### Stored data
*-*-*

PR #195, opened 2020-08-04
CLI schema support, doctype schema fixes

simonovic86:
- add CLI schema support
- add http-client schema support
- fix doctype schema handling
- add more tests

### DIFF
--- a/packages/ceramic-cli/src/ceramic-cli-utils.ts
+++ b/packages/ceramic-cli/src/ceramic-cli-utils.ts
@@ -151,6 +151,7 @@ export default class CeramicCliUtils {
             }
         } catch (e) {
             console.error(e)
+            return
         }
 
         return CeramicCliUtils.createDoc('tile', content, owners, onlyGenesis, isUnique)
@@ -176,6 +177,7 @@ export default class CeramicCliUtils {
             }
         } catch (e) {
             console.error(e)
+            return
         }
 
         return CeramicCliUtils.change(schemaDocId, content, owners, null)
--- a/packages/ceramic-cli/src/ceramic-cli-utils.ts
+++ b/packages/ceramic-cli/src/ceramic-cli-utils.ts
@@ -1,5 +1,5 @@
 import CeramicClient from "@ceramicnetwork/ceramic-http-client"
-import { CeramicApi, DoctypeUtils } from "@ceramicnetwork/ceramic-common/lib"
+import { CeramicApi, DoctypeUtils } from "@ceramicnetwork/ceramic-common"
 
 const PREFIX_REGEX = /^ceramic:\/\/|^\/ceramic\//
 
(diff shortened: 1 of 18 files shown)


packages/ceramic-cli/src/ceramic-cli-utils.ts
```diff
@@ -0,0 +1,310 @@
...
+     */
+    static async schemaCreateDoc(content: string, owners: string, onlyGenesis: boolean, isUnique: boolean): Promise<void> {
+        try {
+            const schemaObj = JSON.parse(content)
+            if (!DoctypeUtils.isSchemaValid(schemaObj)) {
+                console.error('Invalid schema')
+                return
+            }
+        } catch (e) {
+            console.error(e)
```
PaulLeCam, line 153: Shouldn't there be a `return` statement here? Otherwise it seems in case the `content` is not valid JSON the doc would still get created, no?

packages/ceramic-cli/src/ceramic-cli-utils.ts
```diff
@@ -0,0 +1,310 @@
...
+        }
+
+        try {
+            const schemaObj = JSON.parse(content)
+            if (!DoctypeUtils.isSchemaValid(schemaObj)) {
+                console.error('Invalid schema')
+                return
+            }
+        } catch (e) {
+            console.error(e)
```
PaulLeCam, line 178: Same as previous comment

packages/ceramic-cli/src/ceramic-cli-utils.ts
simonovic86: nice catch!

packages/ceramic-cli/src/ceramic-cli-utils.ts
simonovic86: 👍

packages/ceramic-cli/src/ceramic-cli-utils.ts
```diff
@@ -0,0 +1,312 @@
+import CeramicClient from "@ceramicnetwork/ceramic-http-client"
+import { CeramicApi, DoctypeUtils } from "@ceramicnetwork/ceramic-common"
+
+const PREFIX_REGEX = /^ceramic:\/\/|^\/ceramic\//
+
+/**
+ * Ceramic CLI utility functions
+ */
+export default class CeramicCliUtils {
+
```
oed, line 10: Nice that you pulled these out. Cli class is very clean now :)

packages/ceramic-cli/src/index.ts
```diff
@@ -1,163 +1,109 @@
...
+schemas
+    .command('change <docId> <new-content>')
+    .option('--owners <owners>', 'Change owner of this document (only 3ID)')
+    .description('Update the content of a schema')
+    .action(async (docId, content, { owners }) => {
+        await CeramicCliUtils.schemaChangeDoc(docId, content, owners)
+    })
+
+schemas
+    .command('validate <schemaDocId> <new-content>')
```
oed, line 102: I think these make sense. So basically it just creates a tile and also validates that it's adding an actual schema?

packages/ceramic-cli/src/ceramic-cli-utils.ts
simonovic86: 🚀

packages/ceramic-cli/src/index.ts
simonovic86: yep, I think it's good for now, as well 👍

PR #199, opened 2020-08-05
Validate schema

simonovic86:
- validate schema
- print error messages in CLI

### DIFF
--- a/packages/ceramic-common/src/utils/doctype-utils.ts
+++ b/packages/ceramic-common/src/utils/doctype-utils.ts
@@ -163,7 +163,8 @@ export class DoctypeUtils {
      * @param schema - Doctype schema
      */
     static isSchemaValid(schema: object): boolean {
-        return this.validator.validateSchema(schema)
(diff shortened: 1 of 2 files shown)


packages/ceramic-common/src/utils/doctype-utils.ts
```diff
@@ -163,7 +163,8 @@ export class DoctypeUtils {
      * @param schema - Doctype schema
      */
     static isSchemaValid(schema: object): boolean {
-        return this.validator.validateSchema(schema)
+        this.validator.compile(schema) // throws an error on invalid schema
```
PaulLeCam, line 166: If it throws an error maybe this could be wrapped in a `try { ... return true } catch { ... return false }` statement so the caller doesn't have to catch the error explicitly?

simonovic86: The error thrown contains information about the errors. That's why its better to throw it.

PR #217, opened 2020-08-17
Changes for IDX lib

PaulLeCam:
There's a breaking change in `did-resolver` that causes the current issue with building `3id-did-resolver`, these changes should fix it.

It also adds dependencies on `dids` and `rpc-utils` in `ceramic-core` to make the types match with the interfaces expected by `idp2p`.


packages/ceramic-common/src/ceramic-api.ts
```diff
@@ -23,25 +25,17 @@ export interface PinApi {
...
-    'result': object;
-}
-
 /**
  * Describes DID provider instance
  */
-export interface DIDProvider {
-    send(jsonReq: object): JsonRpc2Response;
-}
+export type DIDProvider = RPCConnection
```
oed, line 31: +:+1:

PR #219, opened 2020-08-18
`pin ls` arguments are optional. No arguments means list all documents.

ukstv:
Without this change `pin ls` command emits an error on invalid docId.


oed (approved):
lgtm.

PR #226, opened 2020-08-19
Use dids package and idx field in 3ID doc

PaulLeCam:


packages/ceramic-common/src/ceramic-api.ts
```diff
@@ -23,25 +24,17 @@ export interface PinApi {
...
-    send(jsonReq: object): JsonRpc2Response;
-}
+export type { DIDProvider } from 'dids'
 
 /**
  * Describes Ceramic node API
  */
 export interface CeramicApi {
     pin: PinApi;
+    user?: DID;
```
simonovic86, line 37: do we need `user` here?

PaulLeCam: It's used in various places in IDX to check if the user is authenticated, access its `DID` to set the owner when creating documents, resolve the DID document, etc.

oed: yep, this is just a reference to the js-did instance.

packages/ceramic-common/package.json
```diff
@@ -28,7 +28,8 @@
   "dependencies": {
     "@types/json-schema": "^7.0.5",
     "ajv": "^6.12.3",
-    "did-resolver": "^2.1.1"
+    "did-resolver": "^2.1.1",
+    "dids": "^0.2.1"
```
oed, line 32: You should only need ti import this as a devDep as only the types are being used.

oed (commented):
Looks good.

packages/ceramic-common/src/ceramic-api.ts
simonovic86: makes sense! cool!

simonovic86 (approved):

*-*-*

### How to complete this task
Above are the records. Copy every line in them holding "DIDProvider".

### Solution for this task
-export interface DIDProvider {
+export type DIDProvider = RPCConnection
+export type { DIDProvider } from 'dids'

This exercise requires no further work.